Additional details regarding onchain veto actions are available at docs.zknation.io.

4. Monitoring, Infrastructure, and Tooling

GovAuth Interface

ZKsync Guardians used the the GovAuth Interface, built by Moonsong Labs. This interface is used by Guardians to propose a veto, execute a veto action, and participate in Emergency Upgrades designed to facilitate coordination among governance bodies and enhance the verification process for protocol upgrades.

Additional details about the GovAuth app are available in this blog post by Moonsong Labs.

Other Operational Technologies

In August 2025, ZKsync Guardians implemented MetaLeX technology to distribute token compensations. This product, a first in their class, uniquely allows Guardians to sign legal agreements, while connecting to ZKsync Capped Minters. In the future, the MetaLeX interface will also be used to approve other legal documents via multisig signature.


5. Emergency Incident Response

Emergency Upgrades

The ZKsync Guardians are one of three parties that sit on the Emergency Upgrade Multisig, alongside the Security Council and the ZKsync Foundation.

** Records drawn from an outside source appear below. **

PR #414, opened 2019-04-30
fix adjustment for Brent bounds

tnagler:
Actual changes are L125-130. Am I stupid or was this completely wrong the whole time?


tvatter:
Wow, how did you notice this?

tnagler:
Was coincidentally looking at the code while fixing a bug in the t-vine branch.

tvatter:
Good catch, I'm surprised that this went unnoticed...

PR #419, opened 2019-05-02
Enhance extensibility

tnagler:
- getters for parameter bounds of `Bicop` objects
- private members of `RVineStructure` become protected, so that derived classes can access them
- some missing `inline`s were added (don't we test the shared lib?)


include/vinecopulib/bicop/implementation/kernel.ipp
```diff
@@ -88,6 +88,16 @@ inline Eigen::MatrixXd KernelBicop::get_parameters() const
...
 }
 
+inline Eigen::MatrixXd KernelBicop::get_parameters_lower_bounds() const
+{
+    return Eigen::MatrixXd::Constant(30, 30, 0.0);
+}
+
+inline Eigen::MatrixXd KernelBicop::get_parameters_upper_bounds() const
+{
+    return Eigen::MatrixXd::Constant(30, 30, 1e4);
```
tvatter: Really?

PR #428, opened 2019-07-10
Switch to quadrature for integration

tvatter:


include/vinecopulib/misc/implementation/tools_integration.ipp
```diff
@@ -0,0 +1,67 @@
...
+    case 30:
+      output = tools_legendre::nodes_weights_30;
+      break;
+    case 40:
+      output = tools_legendre::nodes_weights_40;
+      break;
+    case 50:
+      output = tools_legendre::nodes_weights_50;
+      break;
+    default:
```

The ZKsync Guardians participated in three Emergency Upgrades:

  1. March 2025: Planned emergency upgrade (ZIP-5). Successfully executed as a controlled test of emergency infrastructure. Forum link
  2. May 2025: Emergency Upgrade to resolve an unprovable batch on Abstract. Forum link
  3. August 2025: Emergency Upgrade to patch a ZK circuits bug. Forum link

None were found to be malicious or in conflict with ZK Credo values.

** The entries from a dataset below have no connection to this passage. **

PR #446, opened 2019-07-23
Ensure consistency in manually created TLL Bicop (fixes #440)

### LINKED ISSUE #440: Loglik of TLL family
For some reason, there's a discrepancy in the "fitted" loglik and the one that we compute from a fitted model, see R code below.
```
library(rvinecopulib)
library(VineCopula)
data(daxreturns)
u1 <- daxreturns[,1]
u2 <- daxreturns[,2]

fit <- bicop(cbind(u1,u2), family_set = "tll", nonpar_method = "constant")
fit$loglik
#[1] 297.3605
sum(log(dbicop(cbind(u1, u2), fit)))
#[1] 299.9817
```

tnagler:
Ensures that `cop == cop_new`, where
``` cpp

auto cop = Bicop(u, FitControlsBicop({BicopFamily::tll}});
auto cop_new = Bicop(BicopFamily::tll, 0, cop.get_parameters());
```
This is what we do when converting R and C++ objects.

### DIFF
--- a/include/vinecopulib/bicop/implementation/kernel.ipp
+++ b/include/vinecopulib/bicop/implementation/kernel.ipp
@@ -16,8 +16,14 @@ inline KernelBicop::KernelBicop()
   Eigen::VectorXd grid_points(m);
   for (size_t i = 0; i < m; ++i)
     grid_points(i) = -3.25 + i * (6.5 / static_cast<double>(m - 1));
+  grid_points = tools_stats::pnorm(grid_points);
+  
+  // move boundary points to 0/1, so we don't have to extrapolate
+  grid_points(0) = 0.0;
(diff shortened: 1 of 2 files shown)


tvatter:
Can you just explain why this solves the problem?

tnagler:
1. After fitting a tll, the boundary points of the grid are moved to 0 and 1. This was not the case for a default constructed tll Hence, the grid for interpolation was different for `cop` and `cop_new`. This is fixed by (8969689).

2. When setting the parameters of a default constructed tll, the values were normalized to approximately uniform margins in 3 more iterations. Hence, also the values on the interpolation grids were different  for `cop` and `cop_new`. This is fixed by (f0950d6).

Additional details regarding emergency procedures are available at docs.zknation.io. The list of emergency upgrade actions and hash verifications are available at: GitHub - pcaversaccio/zksync-emergency-upgrades: ZKsync emergency upgrade verification tools..

6. Notable Rehearsals

Token Program Veto Rehearsal (TPP-TEST1)

In June 2025, ZKsync Guardians participated in a Token Program veto rehearsal. The rehearsal confirmed that the Guardian veto on the Token Governor is functional.

The rehearsal is available on the ZKsync Governance Portal for review.

6. Budget and Expenditure

ZKsync Guardians were initially funded via an ZK Capped Minter allocated at TGE with a supply of 2,000,000 ZK. In August 2025, ZKsync Guardians requested additional funding from the Token Assembly ZK token supply. This request covered token compensation and operational costs for a 2-year period from September 2024 to end of August 2026, and cancelled the original capped minter.

Governance-Approved Funding

Date Executed Funding Source Funding Coverage ZK Requested USD Equivalent (0.04) ZK Minted Capped Minter Status
August TPP-7: ZKsync Guardians Funding 2024-2026 24 months 8.5M ZK $340,000 (2-years) ~2.6M (30%) Active

Expenditure Breakdown

Category Allocation Description
Signer Compensation 88% Currently 6 signers are compensated at 625,000 ZK per year, vested monthly.
Entity Administration and Operational Costs 12% Legal structure for contracting and compliance. Other tooling if needed.

7. Learnings and Recommendations

ZKsync Guardian operations are stable. The focus for the next year will be on maintaining operational readiness and supporting the growing ecosystem of ZKsync Chains. Key initiatives include:

1. Tooling and Interface Improvements

ZKsync Guardians will work alongside the ZKsync Security council to address improvements to the GovAuth interface, and expand available signing pathways.

2. Governance Transparency

Increase visibility of upcoming proposals and veto window periods via automated, verified notifications.

3. Responsiveness and Testing

Execute rehearsals for Protocol Upgrades (ZIPs) and Governance Advisory Proposals (GAPs).

4. Values Advocacy

Review of the current ZK Credo, ensuring it is up to date, and execute a campaign to increase visibility of values in the protocol and program design process.